(Exercise inputs)
PR #3460, opened 2026-08-18
fix(opencode): persist POSIX launcher profiles

### LINKED ISSUE #3043: feat(opencode): extend the SDD orchestrator with native background subagents
### Pre-flight Checklist

### 🔍 Affected Area

Other

OpenCode SDD orchestrator render/injection and OpenCode install/sync activation.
(End Exercise inputs)
Going from the line that contains "### LINKED ISSUE" to the last line of the records, reproduce every line as written.

### LINKED ISSUE #3043: feat(opencode): extend the SDD orchestrator with native background subagents
### Pre-flight Checklist

### 🔍 Affected Area

Other

OpenCode SDD orchestrator render/injection and OpenCode install/sync activation.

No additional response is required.